»Jeudi 17:—Une heure, rue Stévens; je reste une heure et demie; je bois du café avec elle; le chanteur de la rue; nous dansons; ses jupons se démettent; elle sort pour les remettre; coup de sonnette; elle revient; elle me dit que c'est le charbonnier qui réclame de l'argent; petite explication; je veux bien l'aider mais je pose la condition; rendez-vous demain soir à neuf heures; elle me dit que si elle ne peut être sûre de moi, rien à faire.

»Vendredi 18:—Neuf heures du soir; Louise est seule; Léa a dû dîner en ville; elle reviendra très tard, lettre pour moi........................................»

Voyons cette lettre.

«18 février.

»Je regrette de ne pas me trouver chez moi ce soir. La situation dans laquelle je suis et que vous connaissez ne me laisse aucune indépendance; si j'avais pu compter sur ce que vous m'aviez promis, je serais restée; mais il me faut absolument sortir de ce mauvais pas tout de suite. Dois-je compter oui ou non sur votre bon vouloir? Si, comme je le pense, vous m'avez tenu parole, remettez à Louise ce que vous m'auriez remis à moi-même et dimanche à une heure je vous en remercierai.»

Cette incompréhensible fille me manque parce qu'elle croit que je ne lui donnerai rien, et elle veut que je donne quelque chose à sa femme-de-chambre. Rangeons bien à leur place ces lettres.

«Vendredi 18:—Neuf heures... Léa a dû dîner en ville... lettre pour moi......................»

Celle-là.

«... je refuse tout argent; supplications de Louise, promesses; Louise me prie que je pense au moins à elle; elle a sa fille en nourrice à Auteuil et elle attend ses gages pour payer la pension en retard; elle me conte que Léa est malheureuse. Je déclare nettement que Léa se moque de moi, que je ne donnerai plus un sou avant qu'elle n'ait tenu sa parole. Je pars en laissant vingt francs à Louise.»

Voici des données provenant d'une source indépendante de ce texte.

PR #175, opened 2024-08-19
react-centra-checkout: Add ts reset

adamsoderstrom:


adamsoderstrom:
**todo:** Ensure that `ApiClient.request` returns `Promise<unknown>` from a consumer standpoint.

maeertin:
I've now verified that when using `ts-reset` within a package that these "fixed" typings are not exposed to the consumer of the package.

Package with `ts-reset`:
```ts
async function fetchSomething() {
  const response = await fetch('https://api.github.com/users/johndoe');
  const data = await response.json();

  return data; // typed as `unknown`
}
```

Consumer without `ts-reset`:
```ts
import { fetchSomething } from 'my-package'

async function Page() {
  const data = await fetchSomething();

  return data; // typed as `any`
}
```

maeertin (approved):
LGTM ✨

PR #284, opened 2022-03-04
mc-9808 Allow a simplified creation for ReferenceTypes and ModelDataTypes

olliefreeman:
* Allow POST to DataTypes without a label for RTs and MDTs
* Generate a default label of "Reference to X" where X is the label of the reference
* Confirm the existence of the reference
* If a DT already exists with that default label then generate a new one with the next number in order suffixed
* Allow POST to DataElements without a label in the DataType for creating new DTs alongside the DE
* Use the default label for RTs and MDTs when creating a DE if no label supplied
* Try and find existing DT with same domaintype and label when creating a DE and DT at the same time.
 If the DT exists then use that one rather than creating a new one which will fail as the DT already exists


olliefreeman:
test failures are to do with timings, not the code. need to increase the timeout for lock.

PR #291, opened 2022-03-11
mc-9827 add method to send email with any properties map

aaronforshaw:
Adds a method to send an email to a user. The properties map is provided by the caller of this method, so that an external plugin can specify its own email body and its own properties map.


aaronforshaw:
I think the test failures on the pr-merge are not related to this change

olliefreeman (approved):

Issue #278, opened 2022-02-24
Cannot import data elements from the same VF


jamesrwelch:
When trying to 'import' a data element from the same, draft, versioned folder, an error is returned.  You should be able to import data elements from the same Model / Versioned Folder, or from another, finalised Model / VF.
```json
{
    "total": 1,
    "errors": [
        {
            "message": "DataElement [e2ae6e37-38ff-464d-bae9-b892632e0f0c] to be imported does not belong to a finalised DataModel"
        }
    ]
}
```

olliefreeman:
So the validation should check/allow for importing from the same DM even when the DM is not finalised. The same allowance needs to be extended for DMs which exist inside a VF.

olliefreeman:
this actually covers all types of imports, DCs and DTs into a DM and DCs and DEs into a DC

jamesrwelch:
Re-opened because this fails when the models are in different folders within the same VF.  Fix shortly in a PR

PR #328, opened 2022-06-24
Import Data Elements into Data Classes within the same VF

jamesrwelch:
Check against the top-level path item, rather than the immediate parent.  Solves #278 where the models are in different folders inside the VF


joe-crawford:
Todo: Add test for this branch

Et là s'arrêtent mes procès-verbaux; quel dommage; je n'ai que le commencement de l'histoire. Le lendemain, le samedi? le lendemain samedi Léa s'est décidée à m'accorder ses faveurs; un après-midi, je me rappelle, une belle journée de soleil; je lui ai donné les deux cents francs dont elle avait besoin; ce faisait une somme assez ronde pour un baiser; c'est le diable aussi, quand une fois on est pris dans la chaîne, que couper court; et puis, recommencer avec une autre femme la même série, éternellement; il fallait aboutir de celle-là; on s'obstine; j'ai bien fait. Elle avait pris le soin de fermer à clé la porte du salon; j'avais juste deux cent cinq francs; le soir je lui ai envoyé des roses; j'ai été alors pour la première fois chez Hanser-Harduin; ils ont une vendeuse bien jolie, à l'air exquisément de se moquer du monde; j'irai bientôt acheter des fleurs; étonnante fille, cette petite fleuriste.